=== Exercise description ===
Identify all lines below that hold "Daily" and collect them.
*** Opening of Dataset entries ***
PR #3779, opened 2019-10-29
Implements Benzinga Custom Data

### LINKED ISSUE #3775: Implement Benzinga Custom Data
#### Expected Behavior

We can use Benzinga data and process it
#### Actual Behavior

We can't use Benzinga data or process it
#### Potential Solution

Implement a processor and BaseData implementation
#### Reproducing the Problem

Try to use Benzinga data.
#### System Information

N/A
#### Checklist

gsalaz98:
#### Description

Adds Benzinga custom data

* Adds ToolBox processing application
* Adds BaseData implementation and example algorithms
#### Related Issue

Closes #3775
#### Motivation and Context

Implement additional alternative data sources for users to use

Requires new documentation

Local testing
#### Types of changes

#### Checklist:

### DIFF
--- a/Algorithm.CSharp/AltData/BenzingaNewsAlgorithm.cs
+++ b/Algorithm.CSharp/AltData/BenzingaNewsAlgorithm.cs
@@ -1,0 +1,97 @@
+﻿/*
+ * QUANTCONNECT.COM - Democratizing Finance, Empowering Individuals.
+ * Lean Algorithmic Trading Engine v2.0. Copyright 2014 QuantConnect Corporation.
+ *
+ * Licensed under the Apache License, Version 2.0 (the "License");
+ * you may not use this file except in compliance with the License.
+ * You may obtain a copy of the License at http://www.apache.org/licenses/LICENSE-2.0
+ *
+ * Unless required by applicable law or agreed to in writing, software
+ * distributed under the License is distributed on an "AS IS" BASIS,
+ * WITHOUT WARRANTIES OR CONDITIONS OF ANY KIND, either express or implied.
+ * See the License for the specific language governing permissions and
+ * limitations under the License.
+*/
+
+using System.Collections.Generic;
+using System.Linq;
+using QuantConnect.Algorithm.Framework.Selection;
+using QuantConnect.Data;
+using QuantConnect.Data.Custom.Benzinga;
+using QuantConnect.Data.UniverseSelection;
+
+namespace QuantConnect.Algorithm.CSharp
+{
+    public class BenzingaNewsAlgorithm : QCAlgorithm
+    {
+        // Predefine a dictionary of words with scores to scan for in the description
+        // of the news article
+        private readonly Dictionary<string, double> _words = new Dictionary<string, double>()
+        {
+            {"bad", -0.5}, {"good", 0.5},
+            {"negative", -0.5}, {"great", 0.5},
+            {"growth", 0.5}, {"fail", -0.5},
+            {"failed", -0.5}, {"success", 0.5},
+            {"nailed", 0.5}, {"beat", 0.5},
+            {"missed", -0.5}, {"slipped", -0.5},
+            {"outperforming", 0.5}, {"underperforming", -0.5},
+            {"outperform", 0.5}, {"underperform", -0.5}
+        };
+
+        /// <summary>
+        /// Initialise the data and resolution required, as well as the cash and start-end dates for your algorithm. All algorithms must initialized.
+        /// </summary>
+        public override void Initialize()
+        {
+            SetStartDate(2018, 10, 12);
+            SetEndDate(2018, 11, 25);
+            SetCash(100000);
+
+            UniverseSettings.Resolution = Resolution.Daily;
+            AddUniverseSelection(new CoarseFundamentalUniverseSelectionModel(CoarseSelector));
+        }
+
+        public IEnumerable<Symbol> CoarseSelector(IEnumerable<CoarseFundamental> coarse)
+        {
+            // Add Benzinga news data from the filtered coarse selection
+            var symbols = coarse.Where(x => x.HasFundamentalData && x.DollarVolume > 50000000)
+                .Select(x => x.Symbol)
+                .Take(10);
+
+            foreach (var symbol in symbols)
+            {
+                AddData<BenzingaNews>(symbol);
+            }
+
+            return symbols;
+        }
+
+        public override void OnData(Slice data)
+        {
+            // Get all Benzinga data and loop over it
+            foreach (var article in data.Get<BenzingaNews>().Values)
+            {
+                // Get the list of matching words we have sentiment definitions for
+                var intersection = article.Contents.ToLowerInvariant()
+                    .Split(' ')
+                    .Intersect(_words.Keys);
+
+                // Get the sentiment score
+                var sentimentScore = intersection.Select(x => _words[x]).Sum();
+
+                // Set holdings equal to 1/10th of the sentiment score we get
+                SetHoldings(article.Symbol.Underlying, sentimentScore / 10);
+            }
+        }
+
+        public override void OnSecuritiesChanged(SecurityChanges changes)
+        {
+            foreach (var r in changes.RemovedSecurities.Where(x => x.Symbol.SecurityType == SecurityType.Equity))
+            {
+                // If removed from the universe, liquidate and remove the custom data from the algorithm
+                Liquidate(r.Symbol);
+                RemoveSecurity(QuantConnect.Symbol.CreateBase(typeof(BenzingaNews), r.Symbol, Market.USA));
+            }
+        }
+    }
+}
--- a/Algorithm.CSharp/AltData/BenzingaNewsAlgorithm.cs
+++ b/Algorithm.CSharp/AltData/BenzingaNewsAlgorithm.cs
@@ -13,6 +13,7 @@
  * limitations under the License.
 */
 
+using System;
 using System.Collections.Generic;
 using System.Linq;
 using QuantConnect.Algorithm.Framework.Selection;
@@ -20,7 +21,7 @@ using QuantConnect.Data;
 using QuantConnect.Data.Custom.Benzinga;
 using QuantConnect.Data.UniverseSelection;
 
-namespace QuantConnect.Algorithm.CSharp
+namespace QuantConnect.Algorithm.CSharp.AltData
 {
     public class BenzingaNewsAlgorithm : QCAlgorithm
     {
@@ -42,7 +43,8 @@ namespace QuantConnect.Algorithm.CSharp
             // Add Benzinga news data from the filtered coarse selection
             var symbols = coarse.Where(x => x.HasFundamentalData && x.DollarVolume > 50000000)
                 .Select(x => x.Symbol)
-                .Take(10);
+                .Take(10)
+                .ToList();
 
             foreach (var symbol in symbols)
             {
@@ -64,7 +66,7 @@ namespace QuantConnect.Algorithm.CSharp
                 var selectedSymbol = article.Symbols.SingleOrDefault(x => x.Symbol == article.Symbol.Underlying);
                 if (selectedSymbol == null)
                 {
-                    continue;
+                    throw new Exception($"Could not find current Symbol {article.Symbol.Underlying} even though it should exist");
                 }
 
                 // Sometimes sentiment is not included with the article by Benzinga.
--- a/Algorithm.CSharp/AltData/BenzingaNewsAlgorithm.cs
+++ b/Algorithm.CSharp/AltData/BenzingaNewsAlgorithm.cs
@@ -24,20 +24,6 @@ namespace QuantConnect.Algorithm.CSharp
 {
     public class BenzingaNewsAlgorithm : QCAlgorithm
     {
-        // Predefine a dictionary of words with scores to scan for in the description
-        // of the news article
-        private readonly Dictionary<string, double> _words = new Dictionary<string, double>()
-        {
-            {"bad", -0.5}, {"good", 0.5},
-            {"negative", -0.5}, {"great", 0.5},
-            {"growth", 0.5}, {"fail", -0.5},
-            {"failed", -0.5}, {"success", 0.5},
-            {"nailed", 0.5}, {"beat", 0.5},
-            {"missed", -0.5}, {"slipped", -0.5},
-            {"outperforming", 0.5}, {"underperforming", -0.5},
-            {"outperform", 0.5}, {"underperform", -0.5}
-        };
-
         /// <summary>
         /// Initialise the data and resolution required, as well as the cash and start-end dates for your algorithm. All algorithms must initialized.
         /// </summary>
@@ -71,22 +57,32 @@ namespace QuantConnect.Algorithm.CSharp
             // Get all Benzinga data and loop over it
             foreach (var article in data.Get<BenzingaNews>().Values)
             {
-                // Get the list of matching words we have sentiment definitions for
-                var intersection = article.Contents.ToLowerInvariant()
-                    .Split(' ')
-                    .Intersect(_words.Keys);
+                // Select the same Symbol we're getting a data point for
+                // from the articles list so that we can get the sentiment of the article.
+                // We use the underlying Symbol because the Symbols included in the `Symbols` property
+                // are equity Symbols.
+                var selectedSymbol = article.Symbols.SingleOrDefault(x => x.Symbol == article.Symbol.Underlying);
+                if (selectedSymbol == null)
+                {
+                    continue;
+                }
 
-                // Get the sentiment score
-                var sentimentScore = intersection.Select(x => _words[x]).Sum();
+                // Sometimes sentiment is not included with the article by Benzinga.
+                // We have to check for null values before using it.
+                var sentimentScore = selectedSymbol.Sentiment;
+                if (sentimentScore == null)
+                {
+                    continue;
+                }
 
                 // Set holdings equal to 1/10th of the sentiment score we get
-                SetHoldings(article.Symbol.Underlying, sentimentScore / 10);
+                SetHoldings(article.Symbol.Underlying, sentimentScore.Value / 10);
             }
         }
 
         public override void OnSecuritiesChanged(SecurityChanges changes)
         {
-            foreach (var r in changes.RemovedSecurities.Where(x => x.Symbol.SecurityType == SecurityType.Equity))
+            foreach (var r in changes.RemovedSecurities)
             {
                 // If removed from the universe, liquidate and remove the custom data from the algorithm
                 Liquidate(r.Symbol);
--- a/Algorithm.Python/AltData/BenzingaNewsAlgorithm.py
+++ b/Algorithm.Python/AltData/BenzingaNewsAlgorithm.py
@@ -1,0 +1,75 @@
+﻿# QUANTCONNECT.COM - Democratizing Finance, Empowering Individuals.
+# Lean Algorithmic Trading Engine v2.0. Copyright 2014 QuantConnect Corporation.
+#
+# Licensed under the Apache License, Version 2.0 (the "License");
+# you may not use this file except in compliance with the License.
+# You may obtain a copy of the License at http://www.apache.org/licenses/LICENSE-2.0
+#
+# Unless required by applicable law or agreed to in writing, software
+# distributed under the License is distributed on an "AS IS" BASIS,
+# WITHOUT WARRANTIES OR CONDITIONS OF ANY KIND, either express or implied.
+# See the License for the specific language governing permissions and
+# limitations under the License.
+
+from clr import AddReference
+AddReference("System")
+AddReference("QuantConnect.Algorithm")
+AddReference("QuantConnect.Algorithm.Framework")
+AddReference("QuantConnect.Common")
+
+from System import *
+from QuantConnect import *
+from QuantConnect.Algorithm import *
+from QuantConnect.Algorithm.Framework.Selection import *
+from QuantConnect.Data.Custom.Benzinga import *
+from QuantConnect.Data.UniverseSelection import *
+
+class BenzingaNewsAlgorithm(QCAlgorithm):
+
+    def Initialize(self):
+        self.words = {
+            "bad": -0.5, "good": 0.5,
+            "negative": -0.5, "great": 0.5,
+            "growth": 0.5, "fail": -0.5,
+            "failed": -0.5, "success": 0.5,
+            "nailed": 0.5, "beat": 0.5,
+            "missed": -0.5, "slipped": -0.5,
+            "outperforming": 0.5, "underperforming": -0.5,
+            "outperform": 0.5, "underperform": -0.5
+        }
+
+        self.SetStartDate(2018, 10, 12)
+        self.SetEndDate(2018, 11, 25)
+        self.SetCash(100000)
+
+        self.UniverseSettings.Resolution = Resolution.Daily
+        self.AddUniverseSelection(CoarseFundamentalUniverseSelectionModel(self.CoarseSelector))
+
+    def CoarseSelector(self, coarse):
+        # Add Benzinga news data from the filtered coarse selection
+        symbols = [i.Symbol for i in coarse if i.HasFundamentalData and i.DollarVolume > 50000000][:10]
+
+        for symbol in symbols:
+            self.AddData(BenzingaNews, symbol)
+
+        return symbols
+
+    def OnData(self, data):
+        for article in data.Get(BenzingaNews).Values:
+            # Split the article into words in all lowercase
+            articleWords = article.Contents.lower().split(" ")
+
+            # Get the list of matching words we have sentiment definitions for
+            intersection = set(self.words.keys()).intersection(articleWords)
+
+            # Get the sentiment score
+            sentimentScore = sum([self.words[i] for i in intersection])
+
+            # Set holdings equal to 1/10th of the sentiment score we get
+            self.SetHoldings(article.Symbol.Underlying, sentimentScore / 10.0)
+
+    def OnSecuritiesChanged(self, changes):
+        for r in [i for i in changes.RemovedSecurities if i.Symbol.SecurityType == SecurityType.Equity]:
+            # If removed from the universe, liquidate and remove the custom data from the algorithm
+            self.Liquidate(r.Symbol)
+            self.RemoveSecurity(Symbol.CreateBase(BenzingaNews, r.Symbol, Market.USA))
--- a/Algorithm.Python/AltData/BenzingaNewsAlgorithm.py
+++ b/Algorithm.Python/AltData/BenzingaNewsAlgorithm.py
@@ -60,7 +60,7 @@ class BenzingaNewsAlgorithm(QCAlgorithm):
                     break
 
             if selectedSymbol is None:
-                continue
+                raise Exception(f"Could not find current Symbol {article.Symbol.Underlying} even though it should exist")
 
             # Sometimes sentiment is not included with the article by Benzinga.
             # We have to check for null values before using it.
--- a/Algorithm.Python/AltData/BenzingaNewsAlgorithm.py
+++ b/Algorithm.Python/AltData/BenzingaNewsAlgorithm.py
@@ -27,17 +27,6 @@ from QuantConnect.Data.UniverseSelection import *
*** Close of Dataset entries ***
=== Result for this exercise ===
+            UniverseSettings.Resolution = Resolution.Daily;
+        self.UniverseSettings.Resolution = Resolution.Daily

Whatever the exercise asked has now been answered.